So eine Note meine ich. Und genau auf so einer überholt der mich im Punktestand, Obwohl wir beide die gleiche Anzahl an Punkten bekommen sollten.


----------



## Hotgoblin (5. Juni 2009)

Geielr Link geiles game!

Endlich für Pc ^^



Super Game!


----------



## El Homer (5. Juni 2009)

Da bekommste ja n Krampf in der Hand ^^
Also METAL geht gut ab


----------



## Jokkerino (5. Juni 2009)

Zum Glück spiele ich eine echte Gitarre X)


----------



## Terrorsatan (5. Juni 2009)

das spiel si schon klasse, aber wenn  man das zulange spielt, verzerrt es einem irgendwie die Sicht  o.0 und die Hand tut weh ;D


----------



## tonygt (5. Juni 2009)

Mir tut die Hand nicht weh aber ich torkel danach manchmal rum wie betrunken ^^
Da spiel ich doch lieber auf meiner echten Gitarre 


			Dieser Inhalt steht nur eingeloggten Mitgliedern zur Verfügung.


----------



## LiangZhou (5. Juni 2009)

Das verzerren ist bei Guitar Hero aber genauso ;D


----------



## Jokkerino (5. Juni 2009)

LiangZhou schrieb:


> Das verzerren ist bei Guitar Hero aber genauso ;D


eig ja net, wenn du guitar hero mit einer echten gitarre vergleichst.


----------



## LiangZhou (5. Juni 2009)

Jokkerino schrieb:


> eig ja net, wenn du guitar hero mit einer echten gitarre vergleichst.

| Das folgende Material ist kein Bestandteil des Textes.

PR #332, opened 2021-04-30
Added several fixes for .net  windows install recipe

jaffinito:
Changed remove_any_previous task to precent bubbling up errors:
  added ErrorAction SilentlyContinue in a few places
  added Out-Null in one place
  wrapped both foreach interiors with try-catch
Fixed bug in configure task that created multiple distributedTracing elements
  Now checks if element exist and updates
  Will create if it does not exist
  Used Out-Null during creation to prevent leaking messages
Changed ensure_sites_started task to wrap sections in try-catch
  Each section is independently wrapped to allow one to function even if the other fails
Added message in verify_continue task to let user know we are starting the install
Removed all unecessary semi-colons from scripting
Improved formatting in script for readability

### DIFF
--- a/recipes/newrelic/apm/dotNet/windows/net-install.yml
+++ b/recipes/newrelic/apm/dotNet/windows/net-install.yml
@@ -75,6 +75,7 @@ install:
                 exit 130 # often used to represent Ctrl+C.
               }
               elseif ($NEW_RELIC_CONTINUE -ieq "y") {
+                Write-Host "Starting installation of the New Relic.NET Agent..."
                 break
               }
 
@@ -102,6 +103,7 @@ install:
             Write-Host -ForegroundColor Red "IIS is not installed."
             exit 5
           }
+
           $aspNet45Enabled = Get-WindowsOptionalFeature -Online -FeatureName IIS-ASPNET45 | select State
           if ($aspNet45Enabled.State -ne "Enabled") {
             Write-Host -ForegroundColor Red "ASP.NET is not installed."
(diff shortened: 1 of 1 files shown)


recipes/newrelic/apm/dotNet/windows/net-install.yml
```diff
@@ -226,14 +242,20 @@ install:
           }
 
           Write-Host "Sending requests to your applications..."
-          if ($NEW_RELIC_IIS_URL) {
-            Write-Host $NEW_RELIC_IIS_URL
-            while($val -ne 3) {
-              $val++
-              Invoke-WebRequest -UseBasicParsing -Method Get -TimeoutSec 5 -Uri $NEW_RELIC_IIS_URL -ErrorAction SilentlyContinue | Out-Null
+          try {
```
Julien4218, line 245: @jaffinito should we still try up to 3 times when it failed? It's most likely a timeout because the app doesn't start in 5 second, it might be good to try again?

recipes/newrelic/apm/dotNet/windows/net-install.yml
```diff
@@ -75,6 +75,7 @@ install:
                 exit 130 # often used to represent Ctrl+C.
               }
               elseif ($NEW_RELIC_CONTINUE -ieq "y") {
+                Write-Host "Starting installation of the New Relic.NET Agent..."
```
Julien4218, line 78: @jaffinito  a space between New Relic and .NET ?

jaffinito: :( fixing....

recipes/newrelic/apm/dotNet/windows/net-install.yml
jaffinito: I guess its a tradeoff.  If we check inside the while, we will always try 3 times, even if there are errors, but we take care of the slow start up problem.  If we check outside, we will only check once on errors, but miss the slow start up.  I was targeting the second use case initially, but I think give our goals with this work, the first case is the one to solve for.  I will put in a change to address it.

Julien4218 (approved):

PR #340, opened 2021-05-05
Fixed: infra agent install overwrites config files

noahmmcgivern:


recipes/newrelic/infrastructure/amazonlinux.yml
```diff
@@ -87,25 +87,23 @@ install:
...
+            sudo touch /etc/newrelic-infra.yml
+
+            sudo tee /etc/newrelic-infra.yml > /dev/null <<"EOT"
           license_key: {{.NEW_RELIC_LICENSE_KEY}}
           enable_process_metrics: true
           EOT
-        - |
-          if [ $(echo {{.NEW_RELIC_REGION}} | grep -i staging | wc -l) -gt 0 ]; then
-            echo 'staging: true' | sudo tee -a /etc/newrelic-infra.yml > /dev/null
+            if [ $(echo {{.NEW_RELIC_REGION}} | grep -i staging | wc -l) -gt 0 ]; then
```
Julien4218, line 97: @noahmmcgivern we should also have logic to remove the `staging: true` if the current install is not for staging

recipes/newrelic/infrastructure/amazonlinux.yml
```diff
@@ -87,25 +87,23 @@ install:
...
+              echo 'staging: true' | sudo tee -a /etc/newrelic-infra.yml > /dev/null
+            fi
           fi
 
     install_infra:
       cmds:
         - sudo curl -s -o /etc/yum.repos.d/newrelic-infra.repo https://download.newrelic.com/infrastructure_agent/linux/yum/el/6/x86_64/newrelic-infra.repo
         - sudo yum -y -q makecache --disablerepo='*' --enablerepo='newrelic-infra'
-        - sudo yum -y -q install newrelic-infra
+        - command -v newrelic-infra &>/dev/null || sudo yum -y -q install newrelic-infra
```
Julien4218, line 106: @noahmmcgivern I'm a bit curious as to why we're adding this other command before installing newrelic-infra.
Could you share details as to what this is doing and why it's needed, particularly for the scope of this MMF?

recipes/newrelic/infrastructure/logs/debian-logs.yml
```diff
@@ -98,55 +98,58 @@ install:
...
+                echo -e "  - name: configured-logs-$index\n    file: $filePath" | sudo tee -a /etc/newrelic-infra/logging.d/discovered.yml > /dev/null
+                index=$((index+1))
+              done
+            fi
 
-            for filePath in $(echo -n $discoveredLogFiles | sed "s/,/ /g"); do
-              echo -e "  - name: configured-logs-$index\n    file: $filePath" | sudo tee -a /etc/newrelic-infra/logging.d/discovered.yml > /dev/null
-              index=$((index+1))
-            done
+            # Enable infra-agent logs to New Relic
```
Julien4218, line 148: @noahmmcgivern this whole section (Enable infra-agent logs to New Relic) is now to be removed (already removed on main).
This was causing a large ingest (too verbose logging). We now rely on the default agent configuration for those values.

recipes/newrelic/infrastructure/logs/logs.yml
```diff
@@ -94,55 +94,58 @@ install:
...
+                echo -e "  - name: configured-logs-$index\n    file: $filePath" | sudo tee -a /etc/newrelic-infra/logging.d/discovered.yml > /dev/null
+                index=$((index+1))
+              done
+            fi
 
-            for filePath in $(echo -n $discoveredLogFiles | sed "s/,/ /g"); do
-              echo -e "  - name: configured-logs-$index\n    file: $filePath" | sudo tee -a /etc/newrelic-infra/logging.d/discovered.yml > /dev/null
-              index=$((index+1))
-            done
+            # Enable infra-agent logs to New Relic
```
Julien4218, line 144: @noahmmcgivern similar comment, to be removed

recipes/newrelic/infrastructure/logs/windows-logs.yml
```diff
@@ -37,9 +37,14 @@ install:
 
     setup:
       cmds:
-        - powershell -command '$logs = "C:\\Program Files\\New Relic\\newrelic-infra\\logging.d\\logs.yml"; if (Test-Path $logs) { Remove-Item $logs }'
-        - powershell -command 'echo "{{.LOGS_CONTENT}}" >> "C:\\Program Files\\New Relic\\newrelic-infra\\logging.d\\logs.yml"'
-        - powershell -command 'Restart-Service -Name newrelic-infra'
+        - |
+          powershell -command '
+          $logs = "C:\\Program Files\\New Relic\\newrelic-infra\\logging.d\\logs.yml"
+          if (-not (Test-Path $logs)) {
```
Julien4218, line 43: @noahmmcgivern why do we now have a "-not" in the condition? We didn't have this originally.
The logs.yml file is generated by this recipe, so it should be ok to remove with every install.

recipes/newrelic/infrastructure/ohi/apache/debian.yml
```diff
@@ -79,21 +79,17 @@ install:
...
         - |
           sudo apt-get update -yq
         - |
-          sudo apt-get install nri-apache -y
+          sudo apt-get install nri-apache -y -qq --no-upgrade
         - |
-          if [ -f /etc/newrelic-infra/integrations.d/apache-config.yml ]; then
-            sudo rm /etc/newrelic-infra/integrations.d/apache-config.yml;
-          fi
+          if [ ! -f /etc/newrelic-infra/integrations.d/apache-config.yml ]; then
```
Julien4218, line 87: @noahmmcgivern I don't think this is right If I understand correctly.
When re-installing an OHI (apache in this case), we should re-create the apache config file because the user may be inputting new values.
Also if we install a new OHI version (we do), we ll also want to have the latest published config which may contain new elements that the new OHI runtime would be looking for.
I think the intent of the ticket was focused on infra/log, not the OHI configs.
Let's circle back with the PM to clarify.

recipes/newrelic/infrastructure/windows.yml
```diff
@@ -26,63 +26,26 @@ install:
   tasks:
     default:
       cmds:
-        - task: remove_any_previous
         - task: install
         - task: assert_agent_started
 
-    remove_any_previous:
```
Julien4218, line 33: @noahmmcgivern we need to keep this.
The Windows infra agent needs to be un-installed (if it exists) before installing a new one.

recipes/newrelic/infrastructure/windows.yml
```diff
@@ -26,63 +26,26 @@ install:
...
         - powershell -command '$LICENSE_KEY="{{.NEW_RELIC_LICENSE_KEY}}"; msiexec.exe /qn /i "$env:TEMP\newrelic-infra.msi" GENERATE_CONFIG=true LICENSE_KEY="$LICENSE_KEY" | Out-Null;'
         - powershell -command '(New-Object System.Net.WebClient).DownloadFile("https://aka.ms/vs/16/release/vc_redist.x64.exe", "$env:TEMP\vc_redist.x64.exe");'
         - powershell -command 'start-process -FilePath "$env:TEMP\vc_redist.x64.exe" -ArgumentList "/install /q /norestart" -Verb RunAs -wait | Out-Null;'
-        - powershell -command 'Add-Content -Path "C:\\Program Files\\New Relic\\newrelic-infra\\newrelic-infra.yml" -Value "enable_process_metrics`:` true" -Force;'
-        - powershell -command '$NEW_RELIC_REGION="{{.NEW_RELIC_REGION}}"; if ($NEW_RELIC_REGION -ilike "staging") { Add-Content -Path "C:\\Program Files\\New Relic\\newrelic-infra\\newrelic-infra.yml" -Value "staging`:` true" -Force; };'
+        - |
+          powershell -command '
+          $InfraConfig = "C:\\Program Files\\New Relic\\newrelic-infra\\newrelic-infra.yml"
+          if (-not (Test-Path $InfraConfig)) {
```
Julien4218, line 41: @noahmmcgivern why the not? We should always create a new file if it's not there.
I believe we want to set the "enable_process_metrics" according to what the recipe says (true), we just don't want to override other values than the ones the install sets.
Similarly to linux, we'll also want to remove the "staging" element if it's not a staging deployment

noahmmcgivern:
Closing this PR and opening another after further discussion.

Um Gottes Willen ich mein GH und Jamlegend (Ich spiel doch selber Gitarre :-)


----------



## Jokkerino (5. Juni 2009)

LiangZhou schrieb:


> Um Gottes Willen ich mein GH und Jamlegend (Ich spiel doch selber Gitarre :-)


achso =)


----------



## Hotgoblin (6. Juni 2009)

Terrorsatan schrieb:


> das spiel si schon klasse, aber wenn  man das zulange spielt, verzerrt es einem irgendwie die Sicht  o.0 und die Hand tut weh ;D



Ja mein Bildschrim bzw Schreibtisch geht höher^^

Passiert aber nur so bei den ersten 3 mal,
aber meien Hand verkrampft nach 10 Songs 
immernoch nicht oO


----------



## Anduris (6. Juni 2009)

nice game, macht spaß!
aber fürn anfang fand ich es noch ein bisschen schwer muss ich sagen..


----------